==== DATA SHOWN ====
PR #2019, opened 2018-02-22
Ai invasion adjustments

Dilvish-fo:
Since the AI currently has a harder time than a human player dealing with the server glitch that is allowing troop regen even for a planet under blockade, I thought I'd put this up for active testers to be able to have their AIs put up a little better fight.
====
==== DATA SHOWN ====
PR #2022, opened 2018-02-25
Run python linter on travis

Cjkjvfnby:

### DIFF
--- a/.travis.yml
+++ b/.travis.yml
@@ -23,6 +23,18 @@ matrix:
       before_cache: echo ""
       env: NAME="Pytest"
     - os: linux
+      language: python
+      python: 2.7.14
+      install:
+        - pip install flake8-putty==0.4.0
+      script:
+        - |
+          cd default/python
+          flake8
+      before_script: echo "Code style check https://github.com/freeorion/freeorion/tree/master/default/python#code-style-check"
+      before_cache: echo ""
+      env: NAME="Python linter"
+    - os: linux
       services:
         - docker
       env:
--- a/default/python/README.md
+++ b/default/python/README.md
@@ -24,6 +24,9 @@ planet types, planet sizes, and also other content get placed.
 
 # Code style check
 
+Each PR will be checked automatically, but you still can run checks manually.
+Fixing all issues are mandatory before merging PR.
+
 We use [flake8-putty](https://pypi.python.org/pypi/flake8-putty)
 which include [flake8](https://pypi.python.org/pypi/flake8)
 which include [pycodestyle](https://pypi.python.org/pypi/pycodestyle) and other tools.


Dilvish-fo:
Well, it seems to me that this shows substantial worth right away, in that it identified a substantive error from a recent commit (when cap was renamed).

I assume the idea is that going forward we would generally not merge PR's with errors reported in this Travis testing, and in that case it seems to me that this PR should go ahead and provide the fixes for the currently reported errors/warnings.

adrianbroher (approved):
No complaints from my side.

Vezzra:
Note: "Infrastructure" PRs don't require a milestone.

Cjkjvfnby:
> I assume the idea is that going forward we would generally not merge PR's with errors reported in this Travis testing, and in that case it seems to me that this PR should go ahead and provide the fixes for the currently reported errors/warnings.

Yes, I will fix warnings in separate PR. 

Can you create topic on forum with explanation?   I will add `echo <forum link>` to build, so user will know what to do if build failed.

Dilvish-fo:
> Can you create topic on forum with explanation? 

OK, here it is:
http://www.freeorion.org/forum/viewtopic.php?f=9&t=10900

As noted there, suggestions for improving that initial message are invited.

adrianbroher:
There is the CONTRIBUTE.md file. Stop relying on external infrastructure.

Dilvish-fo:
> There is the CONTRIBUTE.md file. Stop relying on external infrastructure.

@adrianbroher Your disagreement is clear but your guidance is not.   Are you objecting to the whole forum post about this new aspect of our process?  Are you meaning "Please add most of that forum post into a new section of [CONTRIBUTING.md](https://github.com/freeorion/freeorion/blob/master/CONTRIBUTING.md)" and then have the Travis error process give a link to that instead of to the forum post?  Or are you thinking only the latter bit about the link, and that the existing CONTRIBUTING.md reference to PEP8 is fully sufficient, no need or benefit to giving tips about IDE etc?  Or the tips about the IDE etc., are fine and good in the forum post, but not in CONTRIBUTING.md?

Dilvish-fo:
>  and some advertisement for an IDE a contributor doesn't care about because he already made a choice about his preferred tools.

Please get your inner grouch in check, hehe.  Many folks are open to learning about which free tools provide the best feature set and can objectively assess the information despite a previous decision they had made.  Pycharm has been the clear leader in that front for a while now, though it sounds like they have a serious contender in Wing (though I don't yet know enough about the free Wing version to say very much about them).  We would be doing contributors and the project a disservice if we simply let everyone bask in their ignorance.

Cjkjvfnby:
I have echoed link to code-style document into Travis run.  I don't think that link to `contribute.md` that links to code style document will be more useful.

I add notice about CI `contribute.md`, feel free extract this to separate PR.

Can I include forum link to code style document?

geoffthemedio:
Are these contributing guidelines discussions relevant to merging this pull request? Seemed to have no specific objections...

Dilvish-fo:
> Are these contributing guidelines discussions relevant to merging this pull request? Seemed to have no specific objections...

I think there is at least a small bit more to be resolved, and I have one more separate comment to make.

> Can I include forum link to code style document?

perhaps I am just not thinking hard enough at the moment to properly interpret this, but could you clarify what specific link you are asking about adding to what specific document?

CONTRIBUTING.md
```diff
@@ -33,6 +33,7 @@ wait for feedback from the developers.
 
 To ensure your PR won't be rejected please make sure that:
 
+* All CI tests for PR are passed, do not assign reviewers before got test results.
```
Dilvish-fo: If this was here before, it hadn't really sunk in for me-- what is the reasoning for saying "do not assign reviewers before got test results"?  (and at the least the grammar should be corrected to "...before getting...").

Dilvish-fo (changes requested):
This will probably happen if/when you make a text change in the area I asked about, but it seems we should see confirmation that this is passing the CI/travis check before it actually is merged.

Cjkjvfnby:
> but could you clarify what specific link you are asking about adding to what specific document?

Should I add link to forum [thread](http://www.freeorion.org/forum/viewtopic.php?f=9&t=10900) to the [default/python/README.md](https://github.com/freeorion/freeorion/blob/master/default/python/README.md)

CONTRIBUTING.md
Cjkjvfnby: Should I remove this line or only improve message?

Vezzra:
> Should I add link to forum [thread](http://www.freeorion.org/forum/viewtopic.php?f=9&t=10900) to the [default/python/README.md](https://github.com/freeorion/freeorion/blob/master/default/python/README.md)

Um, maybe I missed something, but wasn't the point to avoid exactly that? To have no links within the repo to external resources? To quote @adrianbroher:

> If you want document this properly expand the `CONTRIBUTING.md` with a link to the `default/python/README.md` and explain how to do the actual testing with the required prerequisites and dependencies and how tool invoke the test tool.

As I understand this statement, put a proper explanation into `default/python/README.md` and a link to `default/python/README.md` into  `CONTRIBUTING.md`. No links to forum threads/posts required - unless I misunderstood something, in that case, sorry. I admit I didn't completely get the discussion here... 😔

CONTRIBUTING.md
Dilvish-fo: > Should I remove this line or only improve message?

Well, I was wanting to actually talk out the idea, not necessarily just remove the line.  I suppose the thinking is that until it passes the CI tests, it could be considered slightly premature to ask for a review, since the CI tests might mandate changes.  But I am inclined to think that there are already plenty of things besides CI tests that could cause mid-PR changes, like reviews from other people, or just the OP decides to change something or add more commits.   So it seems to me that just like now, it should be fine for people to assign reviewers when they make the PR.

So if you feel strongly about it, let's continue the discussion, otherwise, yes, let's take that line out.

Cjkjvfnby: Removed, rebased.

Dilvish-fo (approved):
====
WHAT IS REQUIRED
Copy out every line from the records that has the word "putty".

TASK ANSWER
+        - pip install flake8-putty==0.4.0
 We use [flake8-putty](https://pypi.python.org/pypi/flake8-putty)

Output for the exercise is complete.